Прямо с совком я отправилась к Пещерскому и потрясла перед ним мусором.
– Да будет тебе, Влад, известно, что за хранение в крупном размере наркосодержащих веществ, в том числе самой банальной анаши, дают до трех лет лишения свободы. Хотя не исключена условка при наличии положительной характеристики с работы.

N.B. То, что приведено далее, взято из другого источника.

PR #646, opened 2020-09-30
Default to "/accounts/logout/" rather than settings.LOGOUT_URL

vanschelven:
settings.LOGOUT_URL hasn't been included in Django since Django 1.10,
and hasn't functioned since pre-1.0.

The default of "/accounts/logout/" corresponds to most examples in the
documentation, and is more likely to work out of the box than the
present default of `None`.

See https://github.com/django/django/commit/59f861fcb49a43acfbf2f75e683a7cb971600f52


axnsan12:
Thanks!

PR #648, opened 2020-10-01
Attempt patch compatibility with DRF 3.12.x

iflare3g:
…on command related to missing oauth2_provider migration

- Skip collecting one failing test due to an error by importing Token proxy model of DRF auth token app, known bug of DRF 3.12.x


tests/test_form_parameters.py
```diff
@@ -1,44 +1,45 @@
-import pytest
```
iflare3g, line 1: Let me know how to handle this test, it's failing due to the bug I highlighted into the conversation comments.
and I wanna avoid commenting it but I've tried with pytest.mark.xfail but the test raises an error and the marker seems not to work and I don't know how to mark it to be skipped instead of commenting it.

eremeevfd: @pytest.mark.skip - will skip the test

iflare3g: I've tried it as I used to do but the `pytest -n auto --cov ` still raises error for it

iflare3g: I will try again, my idea was to use pytest.mark.skipif and check the DRF version, because until 3.11.x, the test will pass

eremeevfd: Nice idea

iflare3g: I've found a solution and I will push it in a while

iflare3g: Just pushed the fix and updated docs.
Now pytest won't collect the test if DRF version is greater than 3.11.x. the pytest.mark.skip does not work if there's an error during the collection process.

ivlevdenis:
@axnsan12 what about merge this fix? On more projects this bug stopping use new versions of drf(

JoelLefkowitz:
> @axnsan12 what about merge this fix? On more projects this bug stopping use new versions of drf(

The maintainers of this repo are not replying, we've moved to my fork [drf-yasg2](https://github.com/JoelLefkowitz/drf-yasg) to patch issues and continue development

LanceMoe (approved):

iflare3g:
Fortunately my team is not blocked but it's weird that we cannot have the latest version of DRF due to this issue 😟

kingbuzzman:
We need this too! My Team is blocked with DRF 3.12 because of this. Whats the timeframe for a merge looking like?

terencehonles:
> We need this too! My Team is blocked with DRF 3.12 because of this. Whats the timeframe for a merge looking like?

It's unlikely anything will be merged anytime soon. You may want to create a fork of the repo and install with `pip install -e git+git://github.com/<your-org>/drf-yasg.git@master#egg=drf_yasg` this is usually what I have done when things were actually moving forward, but it's likely something your team can do also. You can specify this in a requirements.txt file by starting at the `-e` so... `-e git+git://github.com/<your-org>/drf-yasg.git@master#egg=drf_yasg`

JoelLefkowitz:
> We need this too! My Team is blocked with DRF 3.12 because of this. Whats the timeframe for a merge looking like?

Released today.
pip install dry-yasg2==1.18.0

axnsan12:
Implemented in master, dropped support for django <2.2, drf<3.10, thanks for investigating and sorry for not responding.

Issue #389, opened 2019-06-20
coreapi is deprecated


sad-boy-uoa:
Hi there,

I've just noticed that this library depends on the `coreapi` which has been deprecated. What is the strategy going forward to work around this?

As per the `coreapi` github page:

```
DEPRECATION NOTICE: As of djangorestframework 3.9, the plan is to phase out CoreAPI in favor of OpenAPI as the default schema representation. New projects should consider using OpenAPI rather than CoreAPI. See the DRF 3.9 release announcment for more details.
```

axnsan12:
Well, to be honest, if the OpenAPI implementation in DRF is up to snuff, the plan would be to deprecate this library altogether 🙂 Time will tell.

Otherwise, we'll have to review which parts of coreapi are used here and how we can replace them.

onegreyonewhite:
@axnsan12 You cant drop coreapi until in rest_framework.schemas.corepai.SchemaGenerator is used and DRF<3.11. But you can stop using coreapi imports. Check #588 for it.

johnthagen:
Another benefit of removing the dependency on `coreapi` is that `coreapi` depends on `requests`, which depends on `chardet`. `chardet` is LGPL licensed which presents problems for developers wanted to package their application as a binary using PyInstaller or PyOxidizer (https://github.com/psf/requests/issues/4417).

johnthagen:
Migrating issue details from https://github.com/JoelLefkowitz/drf-yasg/issues/60. Given that this is a long-term maintenance risk for the project, I am going to pin this issue for more visibility.

From the [`core-api` repo](https://github.com/core-api/core-api):

> DEPRECATION NOTICE: As of djangorestframework 3.9, the plan is to phase out CoreAPI in favor of OpenAPI as the default schema representation. New projects should consider using OpenAPI rather than CoreAPI. See the DRF 3.9 release announcment for more details.

[DRF will soon be raising deprecation warnings for CoreAPI schemas and they will be removed in DRF 3.14.](https://github.com/encode/django-rest-framework/issues/7007) I haven't looked closely enough at `drf-yasg2` to know if this will affect this package, or if we only rely on `coreapi` directly rather than *through* DRF itself.

[...]

PR #664, opened 2020-10-26
Remove direct usages of coreapi dependency

johnthagen:
First part of #389.  Remove direct usages of `coreapi` compatibility shims.

`coreschema` is left for another PR.

This PR does not fully remove `coreapi` dependency, because the `OpenAPISchemaGenerator` depends on `rest_framework.schemas.SchemaGenerator`, which still requires `coreapi`.

Note that I believe `rest_framework.schemas.SchemaGenerator` will be removed in DRF 3.14, so we need to eventually address this.

### DIFF
--- a/requirements/base.txt
+++ b/requirements/base.txt
@@ -1,3 +1,4 @@
+coreapi>=2.3.3
 coreschema>=0.0.4
 ruamel.yaml>=0.15.34
 inflection>=0.3.1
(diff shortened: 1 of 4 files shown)


johnthagen:
@axnsan12 @JoelLefkowitz Would you mind looking this over? As @axnsan12 said in #389, `coreapi` seems to be fairly easy to remove.

axnsan12:
Awesome. 

Travis status seems broken for some reason but I reset it and I think it will work on future PRs.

– Э-э, нет, сестричка, – хитро прищурился Пещерский и погрозил мне пальцем. – Мы с Митяем всего лишь употребляем, а найдут запрещенные вещества у тебя. Но ты не волнуйся, положительную характеристику с работы я тебе накатаю. Будешь внештатным сотрудником моего журнала!
Я высыпала содержимое совка на журнальный стол перед Пещерским и красноречиво указала на дверь.
– Ага, нашла дурака, – рассмеялся даровитый фотохудожник, ребром ладони сгребая траву вперемежку с мусором в одну кучу. – С минуты на минуту прибудут доблестные парни из столичной полиции, соседи обещали вызвать, и меня прямо на выходе примут с анашой. Нет уж, пусть лучше она у тебя пока полежит!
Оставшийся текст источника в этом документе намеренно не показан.